Abstract

Software vulnerabilities seriously affect the security of computing systems and they are continuously disclosed and reported. When documenting software vulnerabilities, characterizing the severity, exploitability and impact of a vulnerability is critical for effective triaging and management of software vulnerabilities. Faced with ever-growing number of new vulnerabilities, we observe a significant lag between the disclosure of a vulnerability and the specification of its characteristics. This lag calls for automated, reliable assessment of vulnerability characteristics to assist security analysts in allocating their limited efforts to potentially most serious vulnerabilities. Existing automated techniques for vulnerability assessment require hand-crafted features and balanced data, and consider each specific characteristic independently at a time. In this paper, we propose a multi-task machine learning approach for the joint prediction of multiple vulnerability characteristics based on the vulnerability descriptions. Our approach gets rid of the requirement of balanced data, and it relies on neural networks that learn to extract features from training data.

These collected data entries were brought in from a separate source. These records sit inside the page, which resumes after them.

PR #657, opened 2026-08-19
fix(deps): flax floor is >=0.12.1 — the release that ADDED nnx get_value()

### LINKED ISSUE #655: `nnx.Variable.get_value()` no longer exists in flax>=0.12.0, breaking 95 call sites
## Summary

With the currently pinned `flax>=0.12.0`, `nnx.Variable` (and `nnx.Param`, which subclasses it) no longer exposes a `.get_value()` method — only a `.value` property (plus `raw_value` and `create_value`) remains. `jax-gcm` code still calls `.get_value()` throughout, e.g. `jcm/physics/speedy/speedy_terms.py:172` does `self._speedy_coords.get_value()`. Because `flax.nnx.Variable.__getattr__` proxies unknown attribute lookups to the wrapped raw value, most `.get_value()` calls only look like they work if the wrapped object happens to define its own `get_value` method; when it doesn't (e.g. `SpeedyCoords`), it raises `AttributeError: 'SpeedyCoords' object has no attribute 'get_value'` immediately.

## Environment

* flax: 0.12.0 (installed; `requirements.txt` pins `flax>=0.12.0`)
* Python: 3.13.7

## Root cause

Flax's NNX `Variable` API removed/renamed `.get_value()` sometime between April 2026 and the `0.12.0` release. This repo's `requirements.txt` was bumped to `flax>=0.12.0` in `3aba895` ("refactor(dycore)!: semi-Lagrangian transport only, remove the Eulerian path", 2026-08-13) — an unrelated dycore change that happened to raise the flax lower bound — but none of the `.get_value()` call sites were updated to match the new API. The `.get_value()` call site in `speedy_terms.py` itself was introduced earlier, in `567ecb3` ("Add composable physics infrastructure (#206) (#429)", 2026-04-27), when `.get_value()` was still valid Flax NNX API. As a result, the minimum flax version this package claims to support (`0.12.0`) is actually incompatible with the package's own code.

## Scope

`grep -ron "get_value()" jcm/ | wc -l` reports 95 occurrences across 41 files, including but not limited to: `jcm/physics/speedy/speedy_terms.py`, `jcm/physics/convection/tracer_transport.py`, `jcm/physics/convection/betts_miller/betts_miller_terms.py`, `jcm/physics/convection/tiedtke_nordeng/tiedtke_nordeng.py`, `jcm/physics/vertical_diffusion/tracer_diffusion.py`, `jcm/physics/vertical_diffusion/tte_tke/vertical_diffusion.py`, `jcm/physics/gravity_waves/spectral/term.py`, `jcm/physics/gravity_waves/sso/lott_miller.py`, `jcm/physics/gravity_waves/hines/hines.py`, `jcm/physics/gravity_waves/simple/simple_gwd.py`, `jcm/physics/dissipation/upper_sponge.py`, `jcm/physics/dissipation/upper_temperature_relaxation.py`, `jcm/physics/aerosol/macv2_sp.py` and the rest of `jcm/physics/aerosol/jam/\*\*`, `jcm/physics/radiation/rrtmgp.py`, `jcm/physics/radiation/nn_emulator_scheme.py`, `jcm/physics/radiation/grey_two_stream/radiation_scheme.py`, `jcm/physics/clouds/echam_1m.py`, `jcm/physics/clouds/sundqvist.py`, `jcm/physics/clouds/lohmann_2m/scheme.py`, `jcm/physics/chemistry/simple_chemistry.py`, `jcm/physics/diagnostics/moist_air_state.py`, `jcm/physics/diagnostics/state_sampler.py`, `jcm/physics/held_suarez/held_suarez_physics.py`, `jcm/physics/surface/echam/surface_physics.py`, `jcm/physics/forcing/echam_boundary_conditions.py`, `jcm/rce_test.py` and `jcm/physics/gravity_waves/spectral/term_test.py` / `jcm/physics/radiation/rrtmgp_test.py`.

## Minimal reproduction

```python
from jcm.physics.speedy.speedy_coords import get_speedy_coords
import flax.nnx as nnx

coords = get_speedy_coords()
v = nnx.Variable(coords)
v.get_value()  # AttributeError: 'SpeedyCoords' object has no attribute 'get_value'
```

## Where this surfaces in practice

Any run that constructs and steps a `jcm.model.Model` using the composable Speedy physics terms hits this during initialization: `Model.run_from_state_with_carry` → `Model._build_initial_physics_carry` → `ComposablePhysics.get_empty_data` → `ComposablePhysics.compute_tendencies` → `ComposablePhysics._compute_tendencies_3d` → `SpeedyFlags.__call__` → `SpeedyTermBase._build_data`, ending in the `AttributeError` above at `jcm/physics/speedy/speedy_terms.py:172`.

## Suggested fixes (pick one)

1. Repo-wide: replace `.get_value()` with `.value` across all 95 call sites to match the current Flax NNX API, keeping `flax>=0.12.0`.
2. Pin `flax` in `requirements.txt` back to the last version that still supported `nnx.Variable.get_value()`, reverting the incidental floor bump from `3aba895` until the call sites are migrated.

## Impact

Any workflow that constructs a `jcm.model.Model` with composable Speedy physics fails at initialization time under the currently pinned flax version.

duncanwp:
Closes #655.

## The report is right about the symptom, backwards about the cause

#655 says `nnx.Variable.get_value()` "no longer exists in flax>=0.12.0" and was removed "sometime between April 2026 and the 0.12.0 release". The opposite is true: **`get_value()` was ADDED in 0.12.1**. Verified by unpacking every wheel and grepping `flax/nnx/variablelib.py`:

| flax | `def get_value` |
|---|---|
| 0.10.0 – 0.12.0 | **absent** |
| 0.12.1 – 0.12.9 | present |

The claimed timeline is also impossible: 0.12.0 shipped **2025-09-25**, seven months *before* 567ecb3 (2026-04-27), the commit it credits with introducing the call sites "when `.get_value()` was still valid". At that commit flax was 0.12.7, which has it. The code has always been on the new API.

So the bug is not 94 stale call sites — it is that the `flax>=0.12.0` floor (incidentally raised by 3aba895) advertises a version jcm cannot run on. **It is off by one patch release.**

## Why neither suggested fix in the issue is right

- **"Replace `.get_value()` with `.value`"** would migrate onto the API flax is *removing*. In 0.12.1+ `.value` is a deprecation shim whose own warning reads: `"'.value' access is now deprecated. ... For other Variable types use: variable.get_value()"`.
- **"Pin flax back"** is impossible — no earlier release ever had `get_value()`.

## Why no dev box or CI ever hit it

Everything resolves to the newest flax (this dev box: 0.12.6; PyPI latest: 0.12.9). You only reproduce by installing the floor exactly, which is what the reporter did. Separately, 0.12.0 cannot even be imported against a current jax — it does `from jax._src.core import mutable_array`, long gone (`ImportError` on jax 0.10.2). So nothing of value is lost by raising the floor.

## What is in this PR

Two separable commits:

1. **`requirements.txt`: `flax>=0.12.0` → `>=0.12.1`**, with a comment recording why the floor is where it is and an explicit "do not "fix" this by moving to `.value`" note, so the next person reading #655 doesn't undo it. (`pyproject.toml` takes `dependencies` from this file via `dynamic`, so this is the installed floor.)

2. **Five test call sites off the deprecated `.value`** in `jcm/physics/echam/parameters_test.py` and `jcm/runners_test.py`. These were the *only* remaining `.value` readers in the tree — the ~94 production sites were already correct — so they were the sole source of flax deprecation noise and the only thing that breaks outright when `.value` is deleted.

For (2) I swept the category rather than the spellings I'd been shown: enumerated all 35 attributes bound to an `nnx.Param`/`Variable`/`List` and checked each for `.value` reads or writes. None remain; the only `.value` tokens left under `jcm/` are `ast.*` node attributes in `requires_audit_test.py`.

## Verification

- Full fast suite under a side-installed **flax 0.12.1** (the new floor): **1769 passed**.
- Both touched modules on flax **0.12.1 and 0.12.6** with `-W error::DeprecationWarning:flax.*`: **102 passed**, no warning raised.
- Reproduced the original `AttributeError` on 0.12.0 and confirmed it is gone on 0.12.1.
- `ruff check .` clean.

**Local suite caveat, so CI is read correctly:** this dev box has the released dinosaur, but `dev` now requires the `semi-lagrangian` fork, so 120 tests fail locally with `RuntimeError: the installed dinosaur has no semi-Lagrangian transport`. I ran the full suite on clean `origin/dev` and on this branch and diffed the failure sets — **identical, 120 on both, zero regressions and zero fixes.** CI installs from `requirements.txt` so it gets the fork and should be green.

### DIFF
--- a/jcm/physics/echam/parameters_test.py
+++ b/jcm/physics/echam/parameters_test.py
@@ -38,7 +38,7 @@ def test_echam_physics_default_kwargs():
     convection_term = next(
         t for t in physics.terms if t.category == "convection"
     )
-    assert abs(float(convection_term.params.value.entrpen) - 1.0e-4) < 1e-7
+    assert abs(float(convection_term.params.get_value().entrpen) - 1.0e-4) < 1e-7
 
 
 def test_echam_physics_per_scheme_kwargs():
@@ -50,13 +50,13 @@ def test_echam_physics_per_scheme_kwargs():
     convection_term = next(
         t for t in physics.terms if t.category == "convection"
     )
-    assert abs(float(convection_term.params.value.entrpen) - 5.0e-4) < 1e-7
+    assert abs(float(convection_term.params.get_value().entrpen) - 5.0e-4) < 1e-7
 
     # Untouched terms still see their defaults.
     cloud_fraction_term = next(
         t for t in physics.terms if t.category == "cloud_fraction"
     )
-    assert abs(float(cloud_fraction_term.params.value.crt) - 0.75) < 1e-7
+    assert abs(float(cloud_fraction_term.params.get_value().crt) - 0.75) < 1e-7
 
 
 def test_physics_terms_compute_tendencies():
--- a/jcm/runners_test.py
+++ b/jcm/runners_test.py
@@ -139,7 +139,7 @@ class TestBuilders(unittest.TestCase):
             t for t in physics.terms if t.category == "convection"
         )
         self.assertAlmostEqual(
-            float(convection_term.params.value.entrpen), 4e-4,
+            float(convection_term.params.get_value().entrpen), 4e-4,
         )
 
     def test_build_physics_curated_preset(self):
@@ -154,7 +154,7 @@ class TestBuilders(unittest.TestCase):
             t for t in physics.terms if t.category == "convection"
         )
         self.assertAlmostEqual(
-            float(convection_term.params.value.entrpen), 4e-4,
+            float(convection_term.params.get_value().entrpen), 4e-4,
         )
 
     def test_build_physics_swap_radiation_via_preset(self):
--- a/requirements.txt
+++ b/requirements.txt
@@ -8,7 +8,16 @@
 # ``dinosaur>=X.Y`` — a VCS requirement cannot be published to PyPI and
 # makes the wheel uninstallable for downstream users (see #577).
 dinosaur @ git+https://github.com/shoyer/dinosaur@semi-lagrangian
-flax>=0.12.0
+# Floor is 0.12.1: that release ADDED `nnx.Variable.get_value()` and deprecated
+# the `.value` property in its favour. jcm reads every nnx.Param/nnx.Variable
+# through `.get_value()` (~94 sites under jcm/physics/**), so on exactly 0.12.0
+# the lookup misses the class and falls through `Variable.__getattr__` to the
+# *wrapped* object — `AttributeError: 'SpeedyCoords' object has no attribute
+# 'get_value'` as soon as a Model is built (#655). Do NOT "fix" that by moving
+# to `.value`: that is the deprecated direction, and no flax ever released has
+# both. (0.12.0 is unusable here anyway — it imports the long-gone private
+# `jax._src.core.mutable_array`.)
+flax>=0.12.1
 jax-datetime
 tree-math
 hydra-core


duncanwp:
@codex review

Using the large-scale vulnerability data in the Common Vulnerabilities and Exposure(CVE) database, we conduct extensive experiments to compare different configurations of neural network feature extractors, study the impact of multi-task learning versus independent-task learning, and investigate the performance of our approach for predicting the characteristics of newly disclosed vulnerabilities and the minimum requirement of historical vulnerability data for training reliable prediction model.